Чистильщик засмеялся. Слишком легко, слишком весело. Обаятелен, с харизмой, а актер из него никудышный. Это он меня успокаивает. Дескать, с Шизой – нормалек, вместо шока – ложная память, и слава богу… Разговор напомнил мне чат. Слова, слова, слова, как утверждал бедняга Гамлет. Палата, окно, ваза с фруктами – обои для монитора.
– Она хочет тебя проведать, – добавил Чистильщик. – Но стесняется.
– Думаешь, это Зараза?
– Амнезия? Удаление опасных воспоминаний?
– Да.
– Нет, Золотарь. Заразе на исполнителей плевать. Это Шизе просто повезло.
– Как Рита? – спросил я.
– Ты только…
– Иди к черту. Я знаю, что она в "Докторе Сане". Корпус "Березки", второй этаж.
– Ты был у нее?!
– Нет. Я у медсестры выяснил. Как она?
– Я ей Белова сосватал. Косметический хирург, гений. К нему очередь – как отсюда до Луны. Контурная пластика и все такое. Сделают в лучшем виде. Нос не глаз, спасибо тебе…
– Она не выходит. Сидит сиднем в палате.
– Женщина, Золотарь. Это мы, гориллы, хоть с носом, хоть без – по Невскому проспекту. Я с ней говорил. Она все помнит. Все. Абсолютно. Как резала ноздри. Как хотела выколоть глаз. Как радовалась увечьям. Представляешь? Радость. Удовольствие. И полная анестезия. Это она тоже помнит. Лучше б, блин, забыла…
– Для кого лучше?
– Для меня. Для аналитиков, понятно, хуже. Рита – аналитик. Курирует 3-й отдел. Живцом напросилась сама. Вроде тебя.

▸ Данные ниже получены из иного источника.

PR #451, opened 2022-03-24
feat(slimages): migrate to the slim docker-kong Dockerfiles refs: #FT-2378

hutchic:


Makefile
```diff
@@ -40,7 +40,7 @@ KONG_NGINX_MODULE ?= `grep KONG_NGINX_MODULE $(KONG_SOURCE_LOCATION)/.requiremen
 RESTY_LMDB ?= `grep RESTY_LMDB $(KONG_SOURCE_LOCATION)/.requirements | awk -F"=" '{print $$2}'`
 LIBYAML_VERSION ?= `grep LIBYAML_VERSION $(KONG_SOURCE_LOCATION)/.requirements | awk -F"=" '{print $$2}'`
 OPENRESTY_PATCHES ?= 1
-DOCKER_KONG_VERSION = 'master'
+DOCKER_KONG_VERSION = 'feat/slimages'
```
hutchic, line 43: before merging
```suggestion
DOCKER_KONG_VERSION = 'master'
```

aboudreault (approved):

tyler-ball (approved):

test/tests/01-package/run.sh
```diff
@@ -97,13 +97,6 @@ docker run ${USE_TTY} --user=root --rm ${KONG_TEST_IMAGE_NAME} /bin/sh -c "ldd /
 docker run ${USE_TTY} --user=root --rm ${KONG_TEST_IMAGE_NAME} /bin/sh -c "ldd /usr/local/openresty/bin/openresty | grep -q /usr/local/openresty/luajit/lib/libluajit-5.1.so.2"
 docker run ${USE_TTY} --user=root --rm ${KONG_TEST_IMAGE_NAME} /bin/sh -c "/usr/local/openresty/bin/openresty -V 2>&1 | grep /work/pcre-${RESTY_PCRE_VERSION}"
 
-# luarocks
-docker run ${USE_TTY} --user=root --rm ${KONG_TEST_IMAGE_NAME} /bin/sh -c "luarocks --version | grep -q ${RESTY_LUAROCKS_VERSION}"
-docker run ${USE_TTY} --user=root --rm ${KONG_TEST_IMAGE_NAME} /bin/sh -c "luarocks config | grep -q /usr/local/openresty/luajit/bin/luajit"
-docker run ${USE_TTY} --user=root --rm ${KONG_TEST_IMAGE_NAME} /bin/sh -c "luarocks config | grep -q /usr/local/openresty/luajit/include/luajit-2.1"
-docker run ${USE_TTY} --user=root --rm ${KONG_TEST_IMAGE_NAME} /bin/sh -c "luarocks config | grep -q /usr/local/openresty/luajit/lib"
-docker run ${USE_TTY} --user=root --rm ${KONG_TEST_IMAGE_NAME} /bin/sh -c "luarocks install version"
-
```
kikito, line 110: I would like to understand the amount of Breaking in `BREAKING CHANGE luarocks in Kong 3.0 will not be operational`.

If the `luarocks` executable is literally not in the image any more, that will mean that:
* people can not use our images as a base and then add a `luarocks install my-custom-kong-plugin`. I don't think we list that as a way to add custom plugins (in our instructions we tell people to put their files in the right place, manually)
* people can not use luarocks to install dependencies for their plugins (e.g the kafka plugin needing the kafka luarock).
* It will also mean that we will no longer be able to run `make dev` inside a kong image, if got this right.

Will luarocks be available as opt-in feature, perhaps? Something along the lines of `install_luarocks.sh && make dev`

hutchic: This is discussed in https://konghq.atlassian.net/browse/ENGEN-449 but the TLDR is the `luarocks` binary is still available but it will be hobbled either by chown'd to `root:root` and/or chmod to `0`

> Installing custom plugins & dependencies

We will adapt [customize](https://github.com/Kong/docker-kong/tree/master/customize) for this purpose and update relevant documentation for folks that aren't using customize.

> no longer able to run `make dev`

Good that means it worked :)

Official production images must not contain or be capable of doing development out of the box. We will pick a sensible default (likely `ubuntu:focal`) for a "fat" development image that lands on the unofficial release channels (ie `kong/kong:dev`) but with 3.0 we want to draw a very hard line between "production image" and "development image"

kikito: Or is it root-only? `sudo chmod +x luarocks && sudo chown $USER luarocks && make dev`

curiositycasualty: I mean, because there's an operating system in a docker container, there's pretty much no way to exclude a "root" user without a lot of butchering-- which means users will always have an option similar to what you described, of selecting the user with which a container is run-- and that user can always be "root".

kikito: Understood. Thanks for explaining.

kikito (approved):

Он замолчал, отвернувшись. Ну конечно. Вот мы и подошли к главному.
– Я не напрашивался.
– Неужели?
– Ну хорошо. Напрашивался. И ты мне отказал.
– Не отказал. Это был эксперимент, Золотарь. Риту формально объявили жертвой. Рита стучала по клавишам. Рита зарегистрировалась в этом долбаном форуме. Ты сидел рядом и давал советы. "Живец" – и консультант. А шарахнуло по вам обоим. Ты понимаешь, что это значит?
– Выходит, Заразе по барабану, кто зарегистрировался, а кто советовал?
– Выходит, что так.
– Нам и Карлсон помогал! И Умат!
– Мало помогали. А то б и их накрыло.
Он взял второе яблоко. Ярко-красное, с желтым бочком.